Published on 8 December 2025
The High Cost of AI-Generated Infrastructure
The outages of late 2025 represent a significant correction in how we build infrastructure. In a matter of weeks, systems responsible for 20% of global traffic failed. These incidents were not caused by cyberattacks or hardware faults. They were the result of engineers automating processes they no longer fully control or understand.
Cloudflare experienced a network-wide failure on November 18. Azure Front Door went down globally on October 29. AWS lost DNS services in the us-east-1 region on October 19. While SREs worked to restore these services, corporate leadership continued to tout the adoption of generative AI. Microsoft and Google executives have recently highlighted that 20–30% of their codebases are now AI-generated.
They frame this metric as efficiency. However, those responsible for system stability see it as rapidly accumulating technical debt. The infrastructure failures of 2025 happened because engineering rigor was replaced by high-velocity generation. We are discovering that Large Language Models (LLMs) do not understand the necessity of safety mechanisms.
Automation Without Judgment
Cloudflare
On November 18, a database permission change triggered a service failure. Cloudflare’s Bot Management module automatically generates a configuration file every five minutes using a pattern-based approach.
The permission change caused a database query to return duplicate metadata. The generation logic lacked the context to identify the duplication error and built a configuration file that exceeded hard-coded size limits. The system entered a loop where it pushed the invalid file, failed, reverted, and attempted the same operation five minutes later.
Cloudflare had established size limits for safety.
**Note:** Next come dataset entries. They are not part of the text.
PR #3407, opened 2025-05-23
Fix new settings UI in WC 9.9+

AlexP11223:
The CSS changes in WC 9.9 affected our UI.

So in this PR

- setting the white background in `#mainform`, not just `body`
- added `!important` for the welcome screen h2 title margin, to avoid `margin: 0` from `body.woocommerce_page_wc-settings #mainform h2`, not sure if there is a better way


Dinamiko (approved):

AlexP11223:
Also set the background for `#wpcontent`, looks like it can affect it on some screens.

PR #3426, opened 2025-05-28
Bring back PartnerReferralsDataTest.php and fix tests based on latest business logic

Dinamiko:
This PR brings back `PartnerReferralsDataTest.php` file which was removed for 3.0.6 release, it also fixes the tests based on the latest logic included in `PartnerReferralsData.php`.


InpsydeNiklas:
This is no longer needed.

The automation responsible for generating the config disregarded the system’s logic, producing output that violated those constraints. We automated the complexity but failed to automate the judgment required to manage it.
Azure and AWS
Azure Front Door faced a similar issue on October 29. A configuration change reached the global control plane without a kill switch or a staggered deployment check to intercept it. The update propagated immediately, forcing thousands of edge nodes into an unhealthy state that required a manual rollback.
Earlier that month, AWS DNS failed due to a race condition between two “DNS Enactor” processes. This type of concurrency bug is often caught during human review. Automated generation logic tends to miss these issues because it prioritizes “happy-path” execution. The oversight resulted in a 15-hour service degradation for DynamoDB users in us-east-1.
The “Vibe Coding” Problem
The industry has drifted toward a methodology often called “Vibe Coding.” This involves prompting an LLM until the code appears correct and passes basic tests.
While this approach seems productive, the resulting code often lacks systemic intent. Research from SonarSource identifies this as the “Engineering Productivity Paradox.” Developers are merging more pull requests and completing more tasks, but code review times have increased significantly. Reviewing AI-generated code is often more difficult than writing it from scratch because reviewers must check for hallucinations—errors that look syntactically correct but fail under specific conditions.
A recent study indicates that 67% of developers now spend more time debugging AI-generated code than they previously spent writing manual code. The workload has shifted from creation to cleanup.
The Economic Incentives
The root cause is not just the tools, but the incentives surrounding them.
Engineers are adopting these tools to meet increasing demands. Since the layoff cycles began in 2022, companies have reduced headcount while maintaining or increasing feature velocity targets. The message to the workforce is that speed is the primary metric.
Mid-level engineers are incentivized to use coding assistants to close tickets quickly. Stopping to refactor or question the generated logic lowers velocity metrics, which can be risky in the current employment climate.
This creates a negative feedback loop:
- Executives demand efficiency to justify AI investment.
- Engineers generate boilerplate code to meet velocity targets.
- Senior engineers, who often provide necessary oversight, are reduced due to cost.
- The remaining team lacks the context to effectively review the output.
- System stability degrades.
We are eroding institutional knowledge. As Corey Quinn noted regarding the AWS outage, the senior staff who understand the deep history of these systems are often the first to leave, replaced by tools that can write syntax but cannot reason about failure domains.
The Untrusted Input Problem
The fundamental error in the Cloudflare and Azure incidents was that the systems trusted the internal generator.
In security, user input is treated as “untrusted.” It is sanitized and validated under the assumption that it could be malicious. However, we often treat AI-generated code and configuration as “trusted” simply because it originates from an internal pipeline.
AI-generated code is probabilistic and prone to edge-case failures. It should be treated with the same scrutiny as external input. We need “Policy as Code” guardrails to validate the semantic validity of every artifact generated by automation, not just its syntax.
Reliability Over Volume
The lesson from late 2025 is that lines of code is a poor metric for productivity.
executives citing “30% AI-generated code” are essentially measuring bloat and increased attack surface. Real engineering productivity is measured by reliable value delivery. A senior engineer who removes code to prevent an outage contributes more value than an engineer generating thousands of lines of unmaintainable code.
The internet relies on stability and institutional memory. Replacing that memory with autocomplete without adequate verification mechanisms ensures that these outages will become a baseline occurrence rather than an anomaly.